The forgotten people 

As I watched him rush to receive holy communion I couldn’t stop my eyes from rolling. Previously the devoted Catholic had declared “homeless people deserve to be homeless. Hopefully they will die soon.” This statement coincided with a snearing glance to an old man shivering on a nearby doorstep. That’s when I knew things had to change. Walking through the centre of Rome I saw both prosperity and tragedy. Although the monuments are outstanding, below them often lies some poor soul in desperate need of a good meal and a sympathetic ear. Religion surrounds the city but the golden rule seems to be forgotten. Jesus says “whatever you do for the least of my people you do for me.” What are we doing for these people? The forgotten people? You’ll notice I wrote “we” rather than “they”. We are to blame.

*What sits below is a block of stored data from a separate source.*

PR #3563, opened 2026-09-08
fix(actuators): prevent cross-type parameter leakage in default classes

### LINKED ISSUE #3561: Loading MJCF in python that contains an actuator subclass default overwrites other subclass params
### Intro

I'm working on an RL environment, and wanted to compare various actuator settings' effects on the learning. I noticed that having defaults of one subclass of actuators in an MJCF  sets the params of other subclasses defined.

I know that the actuator subclasses are just shorthands for parameter settings and that almost everything is implemented as general actuators under the hood (with a bit of special treatment for muscles),  but this is still a surprising outcome for me.

### My setup

Using Linux and the Python API, MuJoCo version 3.12.

I would expect that defining defaults for one actuator subclass would leave other actuators unaffected. i.e., if I have a `position` default defined, and a `position` , a `motor` and a `muscle` actuator in the MJCF, only the `position` actuator should be affected. 

### Steps for reproduction

1. Load the model below in Python.
2. Print biasprm.

<details>

```XML

<mujoco model="mvp">
    <default>
        <joint type="hinge" pos="0 0 0" axis="1 0 0" stiffness="5" damping="0.01"/>
        <position ctrllimited="true" ctrlrange="0 1" kp="2" kv="3"/>
    </default>

    <worldbody>
        <body pos="0 0 0">
            <geom name="arm" type="capsule" size="0.005" fromto="0 0 0  0 0.1 0" rgba=".5 .1 .1 1"/>
            <joint name="shoulder"/>
        </body>
    </worldbody>

    <actuator>
        <motor name="m1" joint="shoulder"/>
    </actuator>

</mujoco>


```
</details>

```python
import mujoco
xml_path="mvp.xml"
print(mujoco.MjModel.from_xml_path(xml_path).actuator_biasprm[0])
```

### Confirmations

anishesg:
When multiple actuator shortcut types (e.g., `<position>`, `<motor>`, `<velocity>`) are defined within the same default class, they all write to the same actuator struct, causing parameters from one type to leak into others.

The fix clears the parameter arrays (`gainprm`, `biasprm`, `dynprm`) in the XML parser before setting type-specific values. This happens in `OneActuator()` right after determining the actuator type, but before reading XML attributes for inheritance.

This approach:
- Prevents cross-type parameter contamination in default classes
- Preserves same-type inheritance (e.g., `<position kp="5"/>` under a `<position kv="3"/>` default correctly inherits kv=3)
- Leaves general and plugin actuators unaffected

The key insight is that parameters must be cleared before reading attributes (which use current values as defaults), not after in the `mjs_setTo*` functions.

Fixes #3561

### DIFF
--- a/src/user/user_api.cc
+++ b/src/user/user_api.cc
@@ -1239,6 +1239,10 @@ const char* mjs_setToMotor(mjsActuator* actuator) {
   actuator->dyntype  = mjDYN_NONE;
   actuator->gaintype = mjGAIN_FIXED;
   actuator->biastype = mjBIAS_NONE;
+
+  // clear bias parameters to prevent inheriting from defaults
+  mjuu_zerovec(actuator->biasprm, mjNBIAS);
+
   return "";
 }
 
@@ -1250,6 +1254,9 @@ const char* mjs_setToPosition(mjsActuator* actuator,
                               double       dampratio[1],
                               double       timeconst[1],
                               double       inheritrange) {
+  // clear bias parameters to prevent inheriting from defaults
+  mjuu_zerovec(actuator->biasprm, mjNBIAS);
+
   actuator->gainprm[0] = kp;
   actuator->biasprm[1] = -kp;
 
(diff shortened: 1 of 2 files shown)


jonathanembleyriches:
Thanks for looking at this, but I don't think this addresses the core requirements of #3561. Every actuator shortcut in a default class writes into the same actuator struct, so they still clobber each other while the default is parsed. Zeroing `biasprm` in the `mjs_setTo*` functions only clears part of the leak. In the issue's example the motor's `biasprm` was never used anyway, and gain and dynamics parameters still leak across types. It also breaks same-type inheritance: `<position kp="5"/>` under a `<position kv="3"/>` default now loses its kv.

anishesg:
good catch, moved the fix to the XML parser. now clears gainprm/biasprm/dynprm before reading attributes for inheritance, so cross-type leakage is prevented but same-type inheritance still works

PR #3571, opened 2026-09-11
Fix dead links in python, mjx, and XML reference docs

rishabhsai:
The dm_control tutorial link in doc/python.rst, both Warp links in doc/mjx.rst, and the Wikipedia link behind "reflected inertia" in doc/XMLreference.rst return 404. The dm_control path dm_control/mjcf/tutorial.ipynb never existed in that repo, Warp moved its docs under /latest/ and split the JAX section into its own page, and no Wikipedia article exists under either "Reflective inertia" or "Reflected inertia". The tutorial link now points at the root tutorial.ipynb, which has the PyMJCF attach example the text describes, the Warp links point at latest/user_guide/interoperability/jax.html and latest/user_guide/differentiability.html, and the Wikipedia link is now plain text. With `curl -sL -o /dev/null -w '%{http_code}' -A Mozilla/5.0 "$url"`, the four old URLs return 404 and the three new ones return 200. I do not care about git authorship, so incorporating this directly is fine if that is faster.


rishabhsai:
@googlebot I signed it!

I’m not saying whoever reading this is personally responsible for the homeless of Rome, that would be insane, however we must all take some responsibility for this inhumane outlook we have adapted as a society. How many readers (me included) shop at clothes shops knowing products have been made through child labour? How many of us cry at children in need or Red Nose Day but spend the rest of the year worrying about our appearance or prosperity? You are not alone. You are not evil. You are simply a product of this inhumane culture we have adopted were it is seen as normal to refuse healthcare due to insufficient funds. (NHS cuts for Britan or lack of insurance for the US)         It’s time to stop. We must remember our forgotten people. Whether it’s the war veteran struggling with the bedroom tax or the millionaire hiding their mental illness in fear of being seen as weak. We must remember and we must act. Together we can make the world a better place.